Pedro Sánchez seems to have taken note of Sumar. Much more than that: the President of the Government has taken note of the enormous demobilization of the left-wing electorate that all the polls detect, as inflation grows in people's pockets, uncertainty stains the European horizon and the infected noise seized the public debate.

After the swerve over Western Sahara (March) and after the NATO festival at the Prado Museum (June), Sánchez once again veers to the left in the Congress of Deputies.

In a long speech, very well written and not so well pronounced - the president thrives on parliamentary rejoinders, but fails to interpret the dramatic pieces with conviction - the head of the Executive went to Congress today to announce the adoption of a of national-popular war.

Free monthly pass on commuter trains throughout Spain from September to the end of the year, to encourage the use of public transport and reduce spending on gasoline. Special tax on bank profits, due to the rise in interest rates. Tax on energy companies for windfall profits from the chilling price increase.

Measures that two months ago would have made the Minister of Economy, Nadia Calviño, dizzy, have been announced today with tremendous conviction by the Prime Minister.

Measures riveted with the following expression: "We are not going to allow a few to benefit from the sacrifice of many." free trains; special tax on electricity, gas and oil companies; special tax on banks. A serious battle for the social equity of scholarships for students, in the face of the Madrid experiment to favor the upper middle class.

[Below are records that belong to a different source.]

PR #1075, opened 2020-11-03
Ensure that we have the activation events necessary to measure success

Naatan:
New event category: activation
Possible event actions:
 - start -- right at the start of activation, before anything happens
 - before-subshell -- right before the subshell is created (this would be our “success state”, as we cannot reliably appropriate subshell activations to successes)
 - error - an error happened during activation that warrants further investigation (via rollbar, not actionable on analytics beyond signalling the type of exit)
 - user-input-error -- activation failed due to user input (eg. they cancelled, entered an invalid path, etc.)
 - user-exit-error -- subshell exited with non-zero. This isn’t an issue we need to look into (eg. user ran “exit 1")

New dimension: projectName (eg. ActiveState/Perl-5.32)

Using this data you can assert eg.

Succesful activations - cat: activation, action: before-subshell, project dimension: ActiveState/Perl-5.32
Activation failures - # of activation starts minus # of before-subshell events

### DIFF
--- a/cmd/state/internal/cmdtree/activate.go
+++ b/cmd/state/internal/cmdtree/activate.go
@@ -1,6 +1,10 @@
 package cmdtree
 
 import (
+	"errors"
+	"os/exec"
+
+	"github.com/ActiveState/cli/internal/analytics"
 	"github.com/ActiveState/cli/internal/captain"
 	"github.com/ActiveState/cli/internal/locale"
 	"github.com/ActiveState/cli/internal/primer"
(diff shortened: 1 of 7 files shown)


cmd/state/internal/cmdtree/activate.go
```diff
@@ -68,10 +72,28 @@ func newActivateCommand(prime *primer.Values) *captain.Command {
...
+						analytics.Event(analytics.CatActivationFlow, "user-exit-error")
+					}
+				}
+			}
+
+			return err
 		},
 	)
 	cmd.SetGroup(EnvironmentGroup)
-	cmd.SetDeferAnalytics(true)
```
mdrohmann, line 75: We still have this analytics event in the activate runner: https://github.com/ActiveState/cli/blob/master/internal/runners/activate/activate.go#L121

So, it would be send twice.  We should probably remove that now, no?

internal/captain/command.go
```diff
@@ -416,7 +417,7 @@ func (c *Command) runner(cobraCmd *cobra.Command, args []string) error {
 	err := c.execute(c, args)
 	if !c.deferAnalytics {
 		exitCode := errs.UnwrapExitCode(failures.ToError(err))
-		analytics.EventWithValue(analytics.CatCommandExit, subCommandString, int64(exitCode))
+		analytics.EventWithLabel(analytics.CatCommandExit, subCommandString, strconv.Itoa(exitCode))
```
mdrohmann, line 420: Does `EventWithValue` not work at all?

mdrohmann (changes requested):

internal/captain/command.go
Naatan: It does, I was mistaken. There's 4 levels: category, action, label, value. Value isn't really useful for exit codes, since we want to group by these results and "Value" fields aren't really made for that.

cmd/state/internal/cmdtree/activate.go
Naatan: Good point! Will remove that.

internal/captain/command.go
mdrohmann: Ah! That makes sense...

mdrohmann (approved):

This is the bonus that Sánchez has delivered to the controversial Spanish society, while accusing the opposition of being "catastrophist". The gratuity of the trains will not be denigrated by many. Taxes on energy companies and banking will cause a huge media stir. Sánchez is also looking for that stir to tune in with the annoyed and disillusioned voter.

The more they attack him for these measures, accusing him of being a leftist and of having succumbed to the demands of United We Can, the better for him. With this plan, Sánchez intends to recover the popular breath that today the polls deny him. I want to see you there, Alberto Núñez Feijóo. There you are, Isabel Díaz Ayuso.

In a speech absolutely focused on the present, the president has tried to introduce meaning and epicness to the material exposure of Spanish society to the war in Ukraine. The war unleashed by Russia last February energizes Poles and Lithuanians, whose former states and kingdoms came to dominate parts of the phenomenal plain that stretches from Lviv to Kharkiv.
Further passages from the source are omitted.